Monday, June 7, 2010

Unhealthy? Nah.

My current obsession is with photography. Well, maybe current is not exactly accurate. I've been interested in photography for a long time now, and have been taking my own pictures since I got my first camera in 2006. I recieved a decent Sony point-and-shoot for my birthday that year, and I loved it. I took that camera with me wherever I went, and still do. I've taken pictures of everything around me, and even went far and abroad to get a good shot. One lesson I learned quickly is that getting a good shot does not require hours of scouting locations or extensive prep time to get. It was mostly just about getting out and seeing things for how they truly are.

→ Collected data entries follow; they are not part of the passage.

PR #181, opened 2016-03-12
Add intermediate-level docs.

Lukasa:
This branch tracks adding an intermediate-level worked example: specifically, building a WSGI server. The first step is to actually build such a thing: the next is to work backwards from the finished product into a description of how to build it.

Task items:

- [X] Write working example WSGI server
- [x] Write explanatory documentation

The first few months I had my camera I took hundreds of pictures. I took pictures of buildings, plants, people and crowds, lakes, activity and anything else that caught my eye. And that is really the secret to photography, using your eyes. I would just walk-or ride my bike-somewhere (anywhere) and just see what there was to see. I would experiment and test my equipment. I would frequently stop and look at the most seemingly uninteresting scenes and find something worth noting about it, if not something worth photographing.

Recently I purchased a new camera, a very decent DLSR. This camera is a huge step up from the little Sony I had been using up until this point, and is a bit intimidating. Using a point-and-shoot camera is easy. Point, zoom, focus, shoot-and that's it. My new Canon EOS Rebel T1i is a bit more advanced and required a bit of studying up to get a decent shot. I've written about it here before and I don't think I'll go into it any farther this time. I will say that with all the practice I've been getting I am getting better at using it and taking better pictures. At least I think I am.

I don't claim to be great at photography, but the reason I keep going and trying is due to what photography has taught me. I have learned to look, really look, at everything around me. I see the color, the splendor, the majesty of life around me. I have to really see, because if I don't I may miss a once-in-a-lifetime vision. Another thing: Every once in a while, turn around, look at the path you have taken, and look at everything from a different angle. I guarantee you will see things in a whole new manner.